Hi Sue, Shall I tell em when you came to my house and I answered Door ??????

Ok I will.

Sue (Sonesta) arranged to come to my house to view EG-20 to see if ok, anyway gave her address and so on, She travelled all way from Lincolnshire, My doobell rang and I went to door and this lovely lady was there and she said "Hi Les", Me being a bit of a joker just looked at her and said, "Sorry who", She looked aghast at me and said "oh have we got the wrong house ?"
Couldn't help laughing then.

Got Ya.


----------



## PlanetGen (Feb 12, 2009)

Hi Dad, Gramps and Sonesta (My secret lover!) am I allowed to win a Battery master or a weekend at CF?


----------



## steco1958 (Mar 5, 2009)

Mick757 said:


> Ill tell you something funny.
> We were looking at MH's at the weekend in a dealers.

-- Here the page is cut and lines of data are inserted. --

PR #1129, opened 2018-01-03
Fix/contact list transformer

ztolley:
DH-1418

Contact search results or contact lists that contain contacts with only a first or last name caused the server to throw a 500 error.

There were 2 issues that cause this. The first was the contact list item transformer would only transform a contact with both first and last name, if either was missing it would return undefined.

The 2nd issue is that in `transformApiResponseToCollection`  if an item transformer returns undefined for an item it is passed to any other transformers in the chain and the function calling the transformer.

This fix corrects the contact list item transformer to look for either first or last name and this is followed up by a filter that removes undefined items between calls to transformers in the chain.

### DIFF
--- a/src/apps/contacts/transformers.js
+++ b/src/apps/contacts/transformers.js
@@ -27,7 +27,7 @@ function transformContactToListItem ({
   company_sector,
   primary,
 } = {}) {
-  if (!id || !first_name || !last_name) { return }
+  if (!id || (!first_name && !last_name)) { return }
 
   const metaItems = [
     { key: 'company', value: get(company, 'name') },
--- a/test/unit/apps/transformers.test.js
+++ b/test/unit/apps/transformers.test.js
@@ -185,34 +185,69 @@ describe('Global transformers', () => {
       expect(this.buildPaginationSpy).to.be.called
     })
 
-    it('should return a collection object with items transformed by given transformer with arguments', () => {
-      const itemTransformerInnerSpy = sandbox.spy()
-      const itemTransformerSpy = sandbox.stub().returns(itemTransformerInnerSpy)
-      const itemTransformerOptions = { query: { term: 'bobby' } }
+    context('when an item transformer is specified with arguments', () => {
+      beforeEach(() => {
+        this.itemTransformerInnerSpy = sandbox.spy()
+        this.itemTransformerSpy = sandbox.stub().returns(this.itemTransformerInnerSpy)
+        this.itemTransformerOptions = { query: { term: 'bobby' } }
 
-      const actual = this.transformers.transformApiResponseToCollection(
-        undefined,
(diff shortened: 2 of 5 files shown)


src/apps/contacts/transformers.js
```diff
@@ -27,7 +27,7 @@ function transformContactToListItem ({
   company_sector,
   primary,
 } = {}) {
-  if (!id || !first_name || !last_name) { return }
+  if (!id || (!first_name && !last_name)) { return }
```
yeahfro: cannot see the unit test covering all of this

test/unit/apps/transformers.test.js
```diff
@@ -185,34 +185,66 @@ describe('Global transformers', () => {
...
+
+        this.transformers.transformApiResponseToCollection(
+          undefined,
+          this.itemTransformerSpy(this.itemTransformerOptions)
+        )(this.mockResponse)
+      })
+
+      it('call the item transformer with the arguments', () => {
+        expect(this.itemTransformerInnerSpy).to.be.calledTwice
+        expect(this.itemTransformerSpy).to.be.calledWith(this.itemTransformerOptions)
```
yeahfro: one `expect` per test

test/unit/apps/transformers.test.js
```diff
@@ -185,34 +185,66 @@ describe('Global transformers', () => {
...
+        this.result = this.transformers.transformApiResponseToCollection(
+          undefined,
+          this.firstItemTransformerStub,
+          this.secondItemTransformerStub
+        )(this.mockResponse)
+      })
+
+      it('should call both item transformers for each item', () => {
+        expect(this.firstItemTransformerStub).to.be.calledTwice
+        expect(this.secondItemTransformerStub).to.be.calledTwice
```
yeahfro: one `expect` per test

test/unit/apps/transformers.test.js
ztolley: hmm

test/unit/apps/transformers.test.js
ztolley: actually this time it's valid. it's not one expect per test but a test should focus on one 'thing' and here it is ony testing that both transformers are called

src/apps/contacts/transformers.js
ztolley: https://github.com/uktrade/data-hub-frontend/blob/64c7c9ebf33a1eb7278f49a5805a4d04acbd5ac2/test/unit/apps/contacts/transformers.test.js#L21

yeahfro: My point here is that there are multiple combinations which would result in a `return`. The test will still pass if the `if` statement change to `if (!first_name) { return }`

PR #1131, opened 2018-01-04
Faceted search improvements

teneightfive:
This change affects the way collection filters are displayed and interacted with. This is the first piece of work on ongoing changes to the way filters behave.

The main purpose of this work is to remove the use of dropdowns which limit to only being able to filter on one value for that facet and to set some foundations for future changes.

### Before

localhost_3001_omis_sortby created_on 3adesc 1

### After

## Questions

- I'm not convinced on the naming of the new modifiers for `c-form-group`. `--filter` feels a bit tied to the content and I'm not sure `--option-select` describers what that modifier is as such. Any suggestions would be welcome but these were initial names when prototyping the changes

## Known problems to address in future PRs

- The xhr content loads the whole content area. This causes the filters to be reloaded which removes the highlight from the last selected filter and if scrolled down a container causes it to jump back to the top. This feels unnecessary and could just update the results. 
  - This has some sideaffects as the `sort_by` value is stored in the filter form and then no longer updates. It also means conditional filters like `uk_region` in companies doesn't get display on change of `country`
- It would be good to move the _remove all filters_ to the left hand column to keep interactions with results in one consistent place. The right hand column them becomes only about the results and associated information
- Collapsing less used filters - looking at the similar pattern that is used on GOV.UK we should look at collapsing groups of filters that aren't as often used
- Group of filters - for _to_ and _from_ dates it would be good to group them into one grey container to show their more direct link
- Long list of values - this is always going to be a slight concern. We have some testing to see how people get on with them but there are a number of options we can look at in the future. Both with reducing the number based on the current data set or by allowing it to be filtered with a typeahead style box


assets/stylesheets/components/form/_multiple-choice.scss
```diff
@@ -125,12 +130,12 @@
...
   .c-multiple-choice__input {
-    @include _scale-input(14px);
+    @include _scale-input(9px);
   }
 
   .c-multiple-choice__label {
-    padding-left: round($default-spacing-unit * 3 * (14 / 19));
-    line-height: 16px;
+    padding-left: round($default-spacing-unit * 3 * (10 / 19));
+    line-height: 18px;
```
ztolley: Always makes me nervous using hard-coded numbers, is there a variable we can use or a calculation?

assets/stylesheets/components/form/_multiple-choice.scss
```diff
@@ -139,6 +139,40 @@
...
+      &:before {
+        margin-left: 8px;
+        margin-top: 8px;
+      }
+    }
+  }
+
+  .c-multiple-choice__label {
+    display: block;
+    padding-left: round($default-spacing-unit * 3 * (10 / 19) + 8);
```
ztolley: huh???

src/apps/contacts/macros.js
```diff
@@ -49,15 +49,18 @@ const contactFiltersFields = [
   },
   assign({}, globalFields.sectors, {
     name: 'company_sector',
-    initialOption: 'All sectors',
+    type: 'checkbox',
```
ztolley: There's not much left of the global field value in some of these. Do we need to create globalFilterFields separate from form fields?

src/apps/investment-projects/transformers.js
```diff
@@ -1,6 +1,5 @@
 /* eslint camelcase: 0 */
-const { get, isArray, assign, compact, pickBy } = require('lodash')
```
ztolley: Might want to hold back on this and do it in  seperate PR as I've JUST re-factored the investment transformers, plus I'd say it has nothing to do with the filter change. Would be nice to keep the PR focused on one thing.

teneightfive: I'll rebase and see what has changed. It's sort of related in terms of changes to the collection filtering functionality. If you're being pedantic it could be split out as a separate change but I think the commit message is detailed enough and feels like it fits with the set of changes in this PR.

ztolley: I still think it's not part of filtering, and what about `transformInvestmentListItemToDisableMetaLinks` ?

It'll be as easy, or easier, to do it in a separate PR with the clash.

If you at the current state of investments you'll see the formatting file and transformer file has been re-organised and now there is a `transformers` folder which contains separate files.

jim68000:
I think this is a great solution where we need multiple selects from smallish lists -> countries, regions, sectors, services etc

But longer lists (eg teams and advisers) will become even less usable than they are now, as now not even the primitive typeahead provided by browsers will work. Can we make sure this change is only applied to shorter lists?

src/apps/contacts/macros.js
teneightfive: Still contains the options, type and label so think it's fine to continue to inherit.

ztolley: The options will get phased out so they are gathered using `getOptions` instead of the properties in metadata due to the fact they are only fetched on startup

ztolley: Plus we often get the labels through a map function after building the form properties

teneightfive:
@jim68000 I'd be concerned with mixing two ways to select filters for now. I think consistency would be better.

You're right with there currently being an issue with the long lists of items for interactions for example. I've also noticed it causes a large document size too (over 2mb). My question would be, do we really need a list of _all_ advisers? Would using a filter for _my interactions_ be enough to meet the user need?

I imagine people are mainly concerned with interactions associated to themselves or is there a need to find interactions for other advisers that yourself?

ztolley:
I like the idea of 'my advisers' but also that assumes managers won't want to filter by people who work for them.... 2mb is REALLY bad. Remember people will be using this over poor 3g and worse.. remember China?

ztolley:
We need to ask the users what they want instead of guess or assume. And yes, am aware they are asking for multi select. Normally I'd say release and iterate but can we really do that with these page size?

test/acceptance/commands/clickMultipleChoiceOption.js
```diff
@@ -0,0 +1,9 @@
+/**
+ * Utility to click a specific option by textContent in a named select element
```
feedmypixel: the text needs updating `in a named multiple choice element`

test/acceptance/commands/clickMultipleChoiceOption.js
```diff
@@ -0,0 +1,9 @@
...
+ * @param name
+ * @param textContent
```
feedmypixel: and args need updating

test/acceptance/features/companies/collection.feature
```diff
@@ -45,15 +45,15 @@ Feature: View collection of companies
     When I navigate to the Company collection page
     And I filter the companies list by company
     Then the companies should be filtered by company name
-    When the company filter is cleared
+    When I clear all filters
     And I filter the companies list by sector
     Then the companies should be filtered by company sector
-    When the sector filter is cleared
+    When I clear all filters
```
feedmypixel: Maybe as a different PR these 3:

```
When I clear all filters
Then there are no filters selected
And the result count should be reset
```

 could become:
```
And I reset the collection
```

test/unit/apps/investment-projects/transformers.test.js
```diff
@@ -1,120 +0,0 @@
-const {
-  transformInvestmentProjectToListItem,
```
feedmypixel: how come this whole file has gone? Are we loosing some coverage with this going?

test/unit/apps/investment-projects/transformers/collection.test.js
```diff
@@ -31,78 +30,6 @@ describe('Investment project transformers', () => {
     })
   })
 
-  describe('#transformInvestmentListItemToHaveMetaLinks', () => {
-    beforeEach(() => {
```
feedmypixel: feels like a lot is going here, are we loosing test coverage?

test/acceptance/features/companies/collection.feature
teneightfive: Yeah I think there's a lot of improvement that can be done to all these tests. I see lots of repetition around collections across different areas but didn't want to bloat this PR too much.

test/unit/apps/investment-projects/transformers.test.js
teneightfive: So I believe this test file was missed when @ztolley converted the transformers into separate files.

The coverage for this method is being covered in `test/unit/apps/investment-projects/transformers/collection.test.js`.

test/unit/apps/investment-projects/transformers/collection.test.js
teneightfive: This method is no longer required because we're not transforming the meta items into links. There was too much interaction happening within an entity so this functionality has been removed in favour of filtering with the facets in the left hand column.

He showed us one with the door hanging off, lumps out of the internal units, scum in the loo, and it looked like a Bag Lady had spent more than the odd night on the sofas. For this, he was only asking 18k! I thought that was hilarious! :lol:


Yeah, but tell us, did you buy it ?


----------



## Mick757 (Nov 16, 2009)

steco1958 said:


> Mick757 said:
> 
> 
> > Ill tell you something funny.
> ...


 :lol: Thats even more hilarious! :lol:


----------



## raynipper (Aug 4, 2008)

I'll tell you something funny. I now hate Christmas... !!! I used to be a Humbug and an ole misery but now most people are agreeing with me. We are a growing minority and need to be heard.
Since mid September the references to this or that for Christmas has just about been tolerable. But now in Late November just about every durn add on TV is Christmas this and Christmas that. I'm utterly sick of it now and want to get away to a tropical beach.
Have a new dishcloth or drain cleaner for Christmas Ho Ho Ho. Grrrrrrrr.
Get your van serviced for Christmas or buy some Christmas polish for dad.

It's a commercial mockery aimed at perpetuating the retail industry's profits. And the 'lemmings' amongst us feel compelled to overspend, overeat and generally do things no right sane and sensible person would do at any other time of the year.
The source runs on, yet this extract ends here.